- What you will do -
Which lines of the entries contain the string "also"? Copy each of them.

'''

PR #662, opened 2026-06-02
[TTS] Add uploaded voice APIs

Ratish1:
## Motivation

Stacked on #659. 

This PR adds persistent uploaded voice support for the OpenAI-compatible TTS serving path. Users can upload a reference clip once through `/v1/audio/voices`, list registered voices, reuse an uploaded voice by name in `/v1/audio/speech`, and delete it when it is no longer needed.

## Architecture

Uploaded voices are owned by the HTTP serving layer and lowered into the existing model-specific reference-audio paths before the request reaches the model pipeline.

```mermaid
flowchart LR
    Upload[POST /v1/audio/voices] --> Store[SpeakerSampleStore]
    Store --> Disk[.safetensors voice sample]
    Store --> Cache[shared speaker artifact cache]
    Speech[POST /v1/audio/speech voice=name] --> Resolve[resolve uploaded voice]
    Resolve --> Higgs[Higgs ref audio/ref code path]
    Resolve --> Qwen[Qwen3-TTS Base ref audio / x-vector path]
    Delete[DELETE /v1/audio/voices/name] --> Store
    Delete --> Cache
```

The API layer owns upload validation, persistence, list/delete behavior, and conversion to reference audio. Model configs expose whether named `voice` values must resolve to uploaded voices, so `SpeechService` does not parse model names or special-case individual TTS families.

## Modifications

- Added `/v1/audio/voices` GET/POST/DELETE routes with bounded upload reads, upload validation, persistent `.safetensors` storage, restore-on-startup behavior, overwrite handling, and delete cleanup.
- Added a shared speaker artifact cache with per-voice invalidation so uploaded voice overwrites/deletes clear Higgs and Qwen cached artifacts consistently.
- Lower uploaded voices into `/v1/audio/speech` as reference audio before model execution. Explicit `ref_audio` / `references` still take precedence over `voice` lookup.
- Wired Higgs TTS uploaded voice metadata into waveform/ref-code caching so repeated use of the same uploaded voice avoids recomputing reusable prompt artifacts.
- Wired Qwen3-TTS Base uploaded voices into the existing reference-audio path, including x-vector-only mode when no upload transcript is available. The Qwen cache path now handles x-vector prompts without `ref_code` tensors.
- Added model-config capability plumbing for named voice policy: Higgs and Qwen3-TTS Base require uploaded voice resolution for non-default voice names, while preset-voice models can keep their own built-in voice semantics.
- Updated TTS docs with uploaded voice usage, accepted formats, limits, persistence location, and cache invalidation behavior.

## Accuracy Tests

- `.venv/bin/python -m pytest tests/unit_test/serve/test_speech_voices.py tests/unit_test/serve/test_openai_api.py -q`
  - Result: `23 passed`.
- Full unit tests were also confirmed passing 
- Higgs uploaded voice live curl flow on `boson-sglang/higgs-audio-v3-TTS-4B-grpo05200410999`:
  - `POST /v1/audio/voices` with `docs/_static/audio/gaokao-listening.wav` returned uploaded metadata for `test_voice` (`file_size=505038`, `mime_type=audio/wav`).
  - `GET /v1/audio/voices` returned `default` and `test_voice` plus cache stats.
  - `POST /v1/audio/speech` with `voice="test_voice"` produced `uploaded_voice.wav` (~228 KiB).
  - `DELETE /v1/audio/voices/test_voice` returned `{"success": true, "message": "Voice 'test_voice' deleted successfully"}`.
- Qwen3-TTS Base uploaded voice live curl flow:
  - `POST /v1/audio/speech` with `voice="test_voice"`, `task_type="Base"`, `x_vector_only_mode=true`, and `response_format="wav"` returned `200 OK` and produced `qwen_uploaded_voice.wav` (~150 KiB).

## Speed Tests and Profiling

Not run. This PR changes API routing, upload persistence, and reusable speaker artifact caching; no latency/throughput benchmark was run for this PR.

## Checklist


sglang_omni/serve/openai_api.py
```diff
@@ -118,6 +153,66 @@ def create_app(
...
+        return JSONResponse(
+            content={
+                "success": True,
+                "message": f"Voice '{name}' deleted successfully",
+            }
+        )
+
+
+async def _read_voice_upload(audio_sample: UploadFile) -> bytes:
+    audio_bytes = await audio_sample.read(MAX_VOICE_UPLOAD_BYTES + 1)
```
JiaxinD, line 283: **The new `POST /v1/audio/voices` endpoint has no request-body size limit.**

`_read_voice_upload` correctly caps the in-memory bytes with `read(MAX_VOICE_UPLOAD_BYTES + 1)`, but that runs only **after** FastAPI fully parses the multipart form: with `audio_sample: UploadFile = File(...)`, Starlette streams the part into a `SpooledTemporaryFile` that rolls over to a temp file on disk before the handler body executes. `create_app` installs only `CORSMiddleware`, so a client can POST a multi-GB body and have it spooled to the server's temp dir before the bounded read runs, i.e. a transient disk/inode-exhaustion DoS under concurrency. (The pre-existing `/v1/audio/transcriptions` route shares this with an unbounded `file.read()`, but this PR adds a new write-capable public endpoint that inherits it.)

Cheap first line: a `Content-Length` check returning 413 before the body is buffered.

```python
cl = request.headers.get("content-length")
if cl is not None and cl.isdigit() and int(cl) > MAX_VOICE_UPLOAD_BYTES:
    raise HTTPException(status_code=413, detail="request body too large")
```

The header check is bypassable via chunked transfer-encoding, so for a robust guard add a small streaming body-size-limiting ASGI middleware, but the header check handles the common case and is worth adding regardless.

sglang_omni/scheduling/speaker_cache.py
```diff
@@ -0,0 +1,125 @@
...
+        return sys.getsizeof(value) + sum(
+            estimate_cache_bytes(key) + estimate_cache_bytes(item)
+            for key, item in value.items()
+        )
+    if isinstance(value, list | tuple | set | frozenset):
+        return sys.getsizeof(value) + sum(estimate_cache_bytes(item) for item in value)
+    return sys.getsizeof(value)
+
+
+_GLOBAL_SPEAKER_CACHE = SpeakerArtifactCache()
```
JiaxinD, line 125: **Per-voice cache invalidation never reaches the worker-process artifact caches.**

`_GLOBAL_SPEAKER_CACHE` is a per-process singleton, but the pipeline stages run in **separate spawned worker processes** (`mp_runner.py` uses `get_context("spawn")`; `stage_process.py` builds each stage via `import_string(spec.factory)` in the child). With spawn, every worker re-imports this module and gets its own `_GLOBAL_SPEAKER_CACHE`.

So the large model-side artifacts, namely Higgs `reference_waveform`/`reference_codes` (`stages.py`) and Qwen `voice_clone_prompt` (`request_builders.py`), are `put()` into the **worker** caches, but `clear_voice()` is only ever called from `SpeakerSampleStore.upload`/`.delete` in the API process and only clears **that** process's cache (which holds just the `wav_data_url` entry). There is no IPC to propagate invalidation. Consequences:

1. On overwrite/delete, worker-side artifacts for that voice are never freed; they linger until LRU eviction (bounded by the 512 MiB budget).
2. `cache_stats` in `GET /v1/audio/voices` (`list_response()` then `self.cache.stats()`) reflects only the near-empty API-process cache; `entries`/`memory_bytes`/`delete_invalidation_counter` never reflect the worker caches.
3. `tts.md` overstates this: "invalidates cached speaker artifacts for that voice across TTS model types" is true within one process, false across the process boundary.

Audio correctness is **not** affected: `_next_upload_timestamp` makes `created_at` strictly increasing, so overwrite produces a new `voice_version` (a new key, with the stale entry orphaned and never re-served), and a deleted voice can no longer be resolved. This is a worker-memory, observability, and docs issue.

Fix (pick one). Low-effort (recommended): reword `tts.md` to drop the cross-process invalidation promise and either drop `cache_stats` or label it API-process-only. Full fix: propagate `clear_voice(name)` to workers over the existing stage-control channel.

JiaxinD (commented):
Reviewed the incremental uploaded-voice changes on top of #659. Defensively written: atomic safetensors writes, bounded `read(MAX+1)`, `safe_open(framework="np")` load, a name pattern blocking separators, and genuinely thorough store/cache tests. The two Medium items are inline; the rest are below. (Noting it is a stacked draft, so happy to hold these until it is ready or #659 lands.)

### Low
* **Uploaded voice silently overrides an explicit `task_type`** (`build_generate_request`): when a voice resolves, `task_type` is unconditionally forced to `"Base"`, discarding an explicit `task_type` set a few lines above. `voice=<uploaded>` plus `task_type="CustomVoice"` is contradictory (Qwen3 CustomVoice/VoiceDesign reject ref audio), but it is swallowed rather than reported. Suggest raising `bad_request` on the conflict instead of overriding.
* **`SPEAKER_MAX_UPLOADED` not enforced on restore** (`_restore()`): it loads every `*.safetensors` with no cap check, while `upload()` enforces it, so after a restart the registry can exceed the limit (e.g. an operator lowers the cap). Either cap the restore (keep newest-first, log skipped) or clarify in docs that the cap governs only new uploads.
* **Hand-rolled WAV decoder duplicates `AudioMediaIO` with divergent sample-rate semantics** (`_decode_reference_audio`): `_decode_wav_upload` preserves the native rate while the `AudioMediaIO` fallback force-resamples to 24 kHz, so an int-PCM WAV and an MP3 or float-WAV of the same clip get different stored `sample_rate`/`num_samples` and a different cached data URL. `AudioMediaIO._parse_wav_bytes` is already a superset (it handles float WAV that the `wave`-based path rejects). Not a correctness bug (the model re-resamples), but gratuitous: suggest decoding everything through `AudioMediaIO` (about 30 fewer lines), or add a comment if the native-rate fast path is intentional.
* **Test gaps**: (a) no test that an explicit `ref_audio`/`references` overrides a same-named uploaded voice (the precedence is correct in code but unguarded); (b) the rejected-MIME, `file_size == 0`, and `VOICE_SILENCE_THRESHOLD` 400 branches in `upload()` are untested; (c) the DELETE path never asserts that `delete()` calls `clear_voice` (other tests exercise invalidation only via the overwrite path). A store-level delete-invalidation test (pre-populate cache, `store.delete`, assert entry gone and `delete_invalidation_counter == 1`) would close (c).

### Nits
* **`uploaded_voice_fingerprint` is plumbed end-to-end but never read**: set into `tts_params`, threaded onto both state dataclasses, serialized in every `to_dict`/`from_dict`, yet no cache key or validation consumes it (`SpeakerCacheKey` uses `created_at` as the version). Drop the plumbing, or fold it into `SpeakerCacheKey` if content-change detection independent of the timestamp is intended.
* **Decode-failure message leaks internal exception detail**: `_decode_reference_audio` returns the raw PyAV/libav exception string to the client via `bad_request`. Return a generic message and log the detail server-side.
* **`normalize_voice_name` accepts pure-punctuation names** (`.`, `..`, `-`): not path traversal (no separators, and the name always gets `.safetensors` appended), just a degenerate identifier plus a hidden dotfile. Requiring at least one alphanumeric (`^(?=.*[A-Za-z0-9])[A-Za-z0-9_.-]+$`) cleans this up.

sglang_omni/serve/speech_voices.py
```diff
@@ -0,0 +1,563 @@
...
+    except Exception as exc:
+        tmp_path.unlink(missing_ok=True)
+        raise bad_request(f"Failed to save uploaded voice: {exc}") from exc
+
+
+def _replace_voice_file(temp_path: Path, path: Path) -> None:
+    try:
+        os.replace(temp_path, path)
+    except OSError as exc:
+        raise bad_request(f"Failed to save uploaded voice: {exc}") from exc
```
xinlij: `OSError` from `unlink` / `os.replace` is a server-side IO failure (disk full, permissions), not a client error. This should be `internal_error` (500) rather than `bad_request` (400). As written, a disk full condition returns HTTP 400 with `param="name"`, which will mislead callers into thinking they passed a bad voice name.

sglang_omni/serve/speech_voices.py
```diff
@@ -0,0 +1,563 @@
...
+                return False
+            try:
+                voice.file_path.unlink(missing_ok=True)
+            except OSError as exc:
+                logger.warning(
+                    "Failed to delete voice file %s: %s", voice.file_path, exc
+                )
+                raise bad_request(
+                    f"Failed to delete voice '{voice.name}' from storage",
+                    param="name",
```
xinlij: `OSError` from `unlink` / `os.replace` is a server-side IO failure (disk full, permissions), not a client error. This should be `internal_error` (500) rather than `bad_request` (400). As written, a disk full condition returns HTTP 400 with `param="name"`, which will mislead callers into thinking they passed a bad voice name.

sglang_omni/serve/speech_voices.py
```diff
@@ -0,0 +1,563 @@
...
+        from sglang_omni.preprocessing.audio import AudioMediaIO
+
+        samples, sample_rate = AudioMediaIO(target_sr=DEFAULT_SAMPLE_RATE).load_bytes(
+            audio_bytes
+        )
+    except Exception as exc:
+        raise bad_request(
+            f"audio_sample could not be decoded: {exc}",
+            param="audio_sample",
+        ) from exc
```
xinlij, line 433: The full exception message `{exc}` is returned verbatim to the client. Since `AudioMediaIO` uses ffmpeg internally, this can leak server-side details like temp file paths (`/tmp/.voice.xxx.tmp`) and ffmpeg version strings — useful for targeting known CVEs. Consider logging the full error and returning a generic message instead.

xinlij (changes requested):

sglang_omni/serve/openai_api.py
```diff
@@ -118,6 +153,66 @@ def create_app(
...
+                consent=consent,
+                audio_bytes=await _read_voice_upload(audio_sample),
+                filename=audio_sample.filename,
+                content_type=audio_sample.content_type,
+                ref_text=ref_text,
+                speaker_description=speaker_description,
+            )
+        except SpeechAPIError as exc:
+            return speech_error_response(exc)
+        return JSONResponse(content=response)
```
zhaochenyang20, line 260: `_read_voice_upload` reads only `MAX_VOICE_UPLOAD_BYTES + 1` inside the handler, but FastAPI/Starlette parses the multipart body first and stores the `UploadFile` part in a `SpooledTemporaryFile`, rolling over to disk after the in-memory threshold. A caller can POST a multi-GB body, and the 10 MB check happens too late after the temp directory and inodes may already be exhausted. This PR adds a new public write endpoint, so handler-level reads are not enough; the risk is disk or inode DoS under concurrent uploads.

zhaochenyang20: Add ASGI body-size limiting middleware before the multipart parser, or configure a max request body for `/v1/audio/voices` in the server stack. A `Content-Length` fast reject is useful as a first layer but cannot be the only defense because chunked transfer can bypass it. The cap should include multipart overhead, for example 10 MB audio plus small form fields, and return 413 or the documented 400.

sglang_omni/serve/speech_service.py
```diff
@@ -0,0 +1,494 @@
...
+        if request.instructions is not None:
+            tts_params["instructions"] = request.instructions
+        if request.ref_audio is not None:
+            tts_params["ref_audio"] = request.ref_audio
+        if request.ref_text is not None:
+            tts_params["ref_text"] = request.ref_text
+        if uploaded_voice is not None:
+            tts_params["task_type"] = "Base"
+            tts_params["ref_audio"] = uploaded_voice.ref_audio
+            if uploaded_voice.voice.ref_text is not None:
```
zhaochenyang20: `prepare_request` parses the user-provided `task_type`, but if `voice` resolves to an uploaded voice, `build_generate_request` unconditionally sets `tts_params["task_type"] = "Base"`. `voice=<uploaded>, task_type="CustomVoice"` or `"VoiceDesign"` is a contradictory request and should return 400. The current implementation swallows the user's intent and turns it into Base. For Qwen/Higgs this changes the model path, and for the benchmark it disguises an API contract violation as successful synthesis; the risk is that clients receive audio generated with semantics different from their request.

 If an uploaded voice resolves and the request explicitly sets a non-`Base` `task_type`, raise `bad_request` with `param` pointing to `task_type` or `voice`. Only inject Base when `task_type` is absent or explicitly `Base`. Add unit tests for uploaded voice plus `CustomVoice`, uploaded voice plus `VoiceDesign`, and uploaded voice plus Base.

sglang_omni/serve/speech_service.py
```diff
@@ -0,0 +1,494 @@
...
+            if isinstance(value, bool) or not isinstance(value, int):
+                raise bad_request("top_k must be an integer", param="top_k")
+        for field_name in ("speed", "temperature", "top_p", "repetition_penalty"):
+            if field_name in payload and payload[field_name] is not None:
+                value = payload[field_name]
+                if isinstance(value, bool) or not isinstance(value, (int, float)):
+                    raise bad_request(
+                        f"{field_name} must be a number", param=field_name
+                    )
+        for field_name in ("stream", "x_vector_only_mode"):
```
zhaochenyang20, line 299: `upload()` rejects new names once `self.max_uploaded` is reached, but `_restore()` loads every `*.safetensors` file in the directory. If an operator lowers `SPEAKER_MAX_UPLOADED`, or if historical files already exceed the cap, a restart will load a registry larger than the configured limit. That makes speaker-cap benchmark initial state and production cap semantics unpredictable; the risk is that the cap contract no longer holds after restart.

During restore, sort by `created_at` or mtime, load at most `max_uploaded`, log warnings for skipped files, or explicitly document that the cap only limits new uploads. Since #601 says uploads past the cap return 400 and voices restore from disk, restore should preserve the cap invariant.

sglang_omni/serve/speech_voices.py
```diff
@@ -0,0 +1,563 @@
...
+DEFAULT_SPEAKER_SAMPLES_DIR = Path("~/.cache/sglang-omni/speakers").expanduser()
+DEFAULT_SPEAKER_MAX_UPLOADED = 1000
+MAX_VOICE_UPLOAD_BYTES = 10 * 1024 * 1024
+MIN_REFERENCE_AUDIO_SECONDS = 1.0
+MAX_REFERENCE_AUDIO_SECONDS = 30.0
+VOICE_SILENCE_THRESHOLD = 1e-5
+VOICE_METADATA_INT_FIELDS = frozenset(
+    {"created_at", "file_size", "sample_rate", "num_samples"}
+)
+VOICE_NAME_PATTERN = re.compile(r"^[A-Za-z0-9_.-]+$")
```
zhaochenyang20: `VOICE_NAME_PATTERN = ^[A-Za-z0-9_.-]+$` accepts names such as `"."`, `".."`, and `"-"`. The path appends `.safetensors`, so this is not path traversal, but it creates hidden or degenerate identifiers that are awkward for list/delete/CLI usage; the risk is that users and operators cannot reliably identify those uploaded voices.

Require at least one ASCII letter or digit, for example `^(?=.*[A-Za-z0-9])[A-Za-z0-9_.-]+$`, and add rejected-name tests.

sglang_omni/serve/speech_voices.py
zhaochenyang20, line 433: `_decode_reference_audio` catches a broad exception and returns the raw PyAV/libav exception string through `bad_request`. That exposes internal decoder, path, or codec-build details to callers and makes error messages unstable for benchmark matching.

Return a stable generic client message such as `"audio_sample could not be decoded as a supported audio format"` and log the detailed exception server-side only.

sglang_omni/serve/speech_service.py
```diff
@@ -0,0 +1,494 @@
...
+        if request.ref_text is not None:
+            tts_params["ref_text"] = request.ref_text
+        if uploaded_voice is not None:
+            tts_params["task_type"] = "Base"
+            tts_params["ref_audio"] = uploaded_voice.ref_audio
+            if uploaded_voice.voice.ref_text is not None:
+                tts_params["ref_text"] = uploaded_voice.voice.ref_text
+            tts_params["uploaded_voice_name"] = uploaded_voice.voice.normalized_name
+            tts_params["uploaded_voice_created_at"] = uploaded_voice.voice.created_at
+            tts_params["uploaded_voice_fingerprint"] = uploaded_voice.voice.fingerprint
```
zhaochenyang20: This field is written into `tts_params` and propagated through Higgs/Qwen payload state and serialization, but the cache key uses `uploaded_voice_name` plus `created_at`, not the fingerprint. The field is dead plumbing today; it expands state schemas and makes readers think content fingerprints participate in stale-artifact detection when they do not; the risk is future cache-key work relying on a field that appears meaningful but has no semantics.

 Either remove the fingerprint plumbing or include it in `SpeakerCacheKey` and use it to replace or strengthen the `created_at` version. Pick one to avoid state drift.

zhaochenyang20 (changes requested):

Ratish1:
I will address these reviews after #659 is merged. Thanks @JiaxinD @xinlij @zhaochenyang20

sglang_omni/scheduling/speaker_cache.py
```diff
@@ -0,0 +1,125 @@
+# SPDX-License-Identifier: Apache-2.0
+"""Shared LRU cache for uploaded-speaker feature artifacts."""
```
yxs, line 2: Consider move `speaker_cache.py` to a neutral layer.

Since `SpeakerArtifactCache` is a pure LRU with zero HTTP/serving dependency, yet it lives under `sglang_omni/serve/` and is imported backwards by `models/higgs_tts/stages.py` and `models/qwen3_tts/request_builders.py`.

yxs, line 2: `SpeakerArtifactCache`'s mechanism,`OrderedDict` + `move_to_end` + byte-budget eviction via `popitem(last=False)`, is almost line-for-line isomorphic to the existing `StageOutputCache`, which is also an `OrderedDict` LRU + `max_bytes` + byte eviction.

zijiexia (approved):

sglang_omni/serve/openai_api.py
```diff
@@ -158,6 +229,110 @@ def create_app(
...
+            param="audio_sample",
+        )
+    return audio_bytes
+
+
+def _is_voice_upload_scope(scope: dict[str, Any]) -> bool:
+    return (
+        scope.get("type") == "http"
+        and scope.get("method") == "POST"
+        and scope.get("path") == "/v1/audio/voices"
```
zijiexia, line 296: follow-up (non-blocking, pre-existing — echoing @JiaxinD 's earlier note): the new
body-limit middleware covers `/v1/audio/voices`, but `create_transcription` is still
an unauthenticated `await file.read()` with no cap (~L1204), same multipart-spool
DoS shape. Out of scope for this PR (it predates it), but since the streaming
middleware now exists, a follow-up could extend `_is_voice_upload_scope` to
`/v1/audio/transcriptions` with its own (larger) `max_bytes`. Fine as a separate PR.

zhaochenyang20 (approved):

'''

- Response to the exercise -
- Full unit tests were also confirmed passing 
yxs, line 2: `SpeakerArtifactCache`'s mechanism,`OrderedDict` + `move_to_end` + byte-budget eviction via `popitem(last=False)`, is almost line-for-line isomorphic to the existing `StageOutputCache`, which is also an `OrderedDict` LRU + `max_bytes` + byte eviction.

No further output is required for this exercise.